ADİL KAPLAN

Doğum Yeri: Dersim – Mazgirt – Kaştun Köyü (Avunca)
Doğum Tarihi: 1964
Ölümsüzlük Yeri: Edirne F Tipi Cez. – ölüm orucu-170. gün
Ölümsüzlük Tarihi: 6 Nisan 2001
Kod Adı: Hamza
Konumu: PAÜ – Savaşçı

ADİL KAPLAN
TDKP taraftarı iken 1988’deki Baba Erdoğan önderliğinde gerçekleştirilen Kandıra eyleminden etkilenerek TKP(ML) saflarına katıldı. Evli ve bir kız çocuğu babası olan Adil Kaplan Fransa’da kitle faaliyeti yürüttükten sonra ülkeye geri dönerek Nisan 1994’de gerilla faaliyetine katıldı. Kıl karakoluna yapılan baskında yer alan Adil yoldaş, üç aylık gerilla faaliyetinden sonra Çukurova’ya atandı. 1994 sonbaharında yakalandı. Edirne F Tipi Cezaevine şehit düştü.

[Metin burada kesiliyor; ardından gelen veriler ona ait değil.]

PR #449, opened 2023-08-17
[14.0][IMP] rma: Auto-calculate package for serial products

BernatPForgeFlow:
When returning or delivering a serial product from a RMA, we will calculate by default its package. Later, it can be modified by the user.

### DIFF
--- a/rma/wizards/rma_make_picking.py
+++ b/rma/wizards/rma_make_picking.py
@@ -206,49 +206,51 @@ class RmaMakePicking(models.TransientModel):
         else:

Sanırım Adil yoldaşı, ülkeye dönme günlerinin arifesinde örgütsel açıdan yaşadığı bir sıkıntı ile anlatmak gerekiyor. Çünkü, söz konusu Adil yoldaş olunca, kaçınılmaz bir şekilde aklıma gelen iki şeyden biri oluyor bu.
1994 yılında, yurtdışı örgütünün yaşadığı yoğun sıkıntılardan kaynaklı olarak parti, Olağanüstü Parti Konferansı’nın kararı ile Merkez Komite düzeyinde yurtdışı örgütüne müdahale etmişti. Bu müdahaleye paralel bir takım yeni düzenlemeler yapmıştı ama atılan bu adım sorunların bir bütün hallolduğu anlamına gelmiyordu. Çünkü yoğun bir dejenerasyondan kaynaklı olarak partiye, halka ve savaşa karşı ciddi bir yabancılaşma söz konusu idi. Tüm bunlardan ötürü derin bir grupçu, klikçi ve kişisel çekişme söz konusuydu.
Adil yoldaş, tüm bu keşmekeş içerisinde ülkedeki devrimci savaşa kadro ve savaşçı aktarımına yönelik politikaya olumlu cevap vermiş ve köylük bölgelerde savaşçı olmak üzere partiye müracaat etmişti. Ama bu ileri duruşa rağmen, Adil yoldaş da kültürel açıdan parti kültürüne karşı belli bir yabancılık yaşıyordu. Örneğin, ileri adım atamayanlara karşı alabildiğine “Marksist” davranırken, kendisine karşı da alabildiğine liberal davranıyordu. Ve hatta savaşçı olarak adım atmış olmasını, kendisinin her yönüyle destekleneceğine yorarak çarpık düzeydeki bir keskinlikle grupçu ve klikçi davrananlara karşı alabildiğine sekter davranıyor, kimi zaman eleştirilerini haksız ithamlar boyutuna da vardırıyordu.
Hem alanın yaşadığı keşmekeşten ve hem de Adil yoldaşta var olan yabancılaşma düzeyinden dolayı, ülkeye dönmek üzere partiye müracaat yaptığı sıralarda, Adil yoldaşla, şu çerçevede ayrıntılı bir şekilde konuşulmuştu; “Müracaatın elbette değerlendirilecek ve yüksek olasılıkla olumlu cevap da verilecektir. Ama doğrudan içinde yaşıyorsun ve yurtdışını ve dolayısıyla Fransa’yı yaşadığı keşmekeş itibariyle doğrudan biliyorsun. Bu yüzden, gittikten sonra Adil’e dair çıkacak her türlü konuşmaya huzur içerisinde objektif bir cevap vermemiz gerekiyor; dolayısıyla, yurtdışı zemininde eğrisiyle doğrusuyla ne yaşadıysan olduğu gibi anlatmalısın.”
Adil yoldaş başarabildiği oranda bunu yapmıştı. Ama başaramadığı ve dolayasıyla anlatmadığı şeyler de olmuştu ki, tüm iyi niyetine rağmen sorunları kişiselleştirmekten uzak duramayan bir başka yoldaş, adeta Adil yoldaşın burnunu yere sürtmek istercesine, kendisinde tuttuğu ve son ana kadar sakladığı bir olumsuzluğu, Adil yoldaşın uçak biletleri için hazırlık yaparken söyleyiverdi.
Niyet ve yöntem her ne olursa olsun, Adil yoldaşa dair bahsi geçen olumsuzluk ciddi bir olumsuzluktu ve gitmeden önce kesinlikle konuşulup, çözüme kavuşturulması gerekiyordu.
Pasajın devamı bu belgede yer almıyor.